[Collected data]
PR #2742, opened 2021-07-22
Empty seed type and better blocks

harimohanraj89:
**Story card:** [ch4205](https://app.clubhouse.io/simpledotorg/story/4205/optionally-disable-patient-data-generation-in-the-seed-generation-script)

## Because

The mobile team would like to spin up and spin down server instance rapidly to back their automated test suites. Re-using the QA environment over and over again is not great ([see epic](https://app.clubhouse.io/simpledotorg/epic/4222/isolate-android-integration-tests)).

## This addresses

Two big enhancements to our seeds to support mobile tests:
* Adds an `empty` seed type that creates facilities, but doesn't populate any patient data. The number of facilities, etc, matches the `small` seed type.
* Creates more than one block per facility group. Taking a look at the old code, it seems like we intended to create several blocks per facility group, but left those mechanisms unused. We ended up creating only 1 block per FG, and the mobile tests need at least one FG with two blocks.

## Test instructions

Empty seed type
* Reset your local DB
* Run `SEED_TYPE=empty rails db:seed`
* Facilities should be created, patient data should not

Environment-based check
* Reset your local DB
* Set `SIMPLE_SERVER_ENV=android_review`
* Run `rails db:seed`
* Facilities should be created, patient data should not

Block check
* Reset your local DB
* Run `rails db:seed`
* Facilities should be created, patient data should be created, most if not all facility groups should have more than one block


lib/seed/config.rb
```diff
@@ -4,6 +4,8 @@ class Config
     def initialize
       @type = ENV["SEED_TYPE"] ||
         case SimpleServer.env
+        when "android_review"
```
harimohanraj89, line 7: This is the `SIMPLE_SERVER_ENV` that the mobile test suite will set when it spins up a test server.

lib/seed/facility_seeder.rb
```diff
@@ -74,9 +71,8 @@ def weighted_facility_size_sample
       FACILITY_SIZE_WEIGHTS.max_by { |_, weight| rand**(1.0 / weight) }.first
     end
 
-    def facilities_per_block
-      max_number_facilities_per_block = (number_of_facilities_per_facility_group / MAX_FACILITIES_PER_BLOCK).ceil
-      config.rand_or_max(1..max_number_facilities_per_block)
+    def max_number_of_blocks_per_facility_group
+      2
```
harimohanraj89, line 75: I've put this into a method since it's likely a parameter we'll want to get fancy with soon. Let me know if you'd like me to just shove it back into the method below instead.

lib/seed/facility_seeder.rb
```diff
@@ -123,17 +119,25 @@ def create_district_regions(state_results, facility_group_results)
     end
 
     def create_block_regions(district_region_results)
-      block_count = district_region_results.ids.size
+      # Eagerly fetch block names to avoid duplicates
```
harimohanraj89, line 122: @rsanheim Is this reason accurate?

lib/seed/config.rb
prabhanshuguptagit: Will this be set somewhere in `app.json`?

lib/seed/facility_seeder.rb
```diff
@@ -74,9 +71,8 @@ def weighted_facility_size_sample
       FACILITY_SIZE_WEIGHTS.max_by { |_, weight| rand**(1.0 / weight) }.first
     end
 
-    def facilities_per_block
-      max_number_facilities_per_block = (number_of_facilities_per_facility_group / MAX_FACILITIES_PER_BLOCK).ceil
-      config.rand_or_max(1..max_number_facilities_per_block)
```
prabhanshuguptagit, line 79: Was this method unused?

lib/seed/facility_seeder.rb
prabhanshuguptagit: We should be able to move the sampling in the loop. `Region` can support it now, although there might be a higher rate of blocks with same names I suppose.

lib/seed/facility_seeder.rb
```diff
@@ -123,17 +119,25 @@ def create_district_regions(state_results, facility_group_results)
     end
 
     def create_block_regions(district_region_results)
-      block_count = district_region_results.ids.size
+      # Eagerly fetch block names to avoid duplicates
+      block_count = district_region_results.ids.size * max_number_of_blocks_per_facility_group
       block_names = Seed::FakeNames.instance.blocks.sample(block_count)
-      block_regions = district_region_results.results.each_with_index.map { |row, i|
+
+      block_counter = 0
```
prabhanshuguptagit, line 126: This took a while to understand 😅 , moving the sampling in should simplify (at the expense of fully distinct names).

prabhanshuguptagit (approved):
👌🏼 👌🏼

lib/seed/facility_seeder.rb
harimohanraj89: Yup, it was unused.

lib/seed/config.rb
harimohanraj89: It's being set manually with a `heroku config:set` CLI command in the Github action steps. I toyed with an idea to introduce a `.env.android-review` dotenv file, but didn't have luck with it yet.

lib/seed/facility_seeder.rb
harimohanraj89: Yup indeed. I'll do a test with a handful of block names and tons of duplication, and see if our reports still hold up.

harimohanraj89: Ah I've found the problem. It's not blocks with the same name, rather - the ActiveRecord import that we do isn't smart enough to assign unique slugs to blocks with the same name. I'm going to leave this as is.

prabhanshuguptagit: This is where the the slug generation happens, it should work out as long as they have a different uuid 🤔  https://github.com/simpledotorg/simple-server/blob/71db34c7219508ae4422db530d5e3b60874de457/app/models/region.rb#L89

lib/seed/config.rb
prabhanshuguptagit: And `heroku config:set` overrides `app.json` I am guessing.

lib/seed/facility_seeder.rb
harimohanraj89: Nah, ActiveRecord import bypasses these application-level hooks.

lib/seed/facility_seeder.rb
harimohanraj89: Closing the loop on this, the problem is not app code, but the bulk import. The bulk import bypasses app-level hooks, so two blocks with the same name dont' get assigned unique slugs, and end up clashing in the DB.

lib/seed/config.rb
harimohanraj89: Actually, `app.json` is only used for _review apps_, which spawn off of server PRs. The android repo is going to be creating its own heroku apps per _android_ PR without using review apps, so the `app.json` is completely ignored.

lib/seed/facility_seeder.rb
prabhanshuguptagit: Ah ok 👍🏼 . Non-blocking: Do you know where the slugs get generated in that case?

#### TASK DESCRIPTION
Set down exactly the lines of the data above, beginning with the line that has "harimohanraj89: It's being" and ending with the line that has "harimohanraj89: Ah I've", and no others.

#### YOUR RESPONSE
harimohanraj89: It's being set manually with a `heroku config:set` CLI command in the Github action steps. I toyed with an idea to introduce a `.env.android-review` dotenv file, but didn't have luck with it yet.

lib/seed/facility_seeder.rb
harimohanraj89: Yup indeed. I'll do a test with a handful of block names and tons of duplication, and see if our reports still hold up.

harimohanraj89: Ah I've found the problem. It's not blocks with the same name, rather - the ActiveRecord import that we do isn't smart enough to assign unique slugs to blocks with the same name. I'm going to leave this as is.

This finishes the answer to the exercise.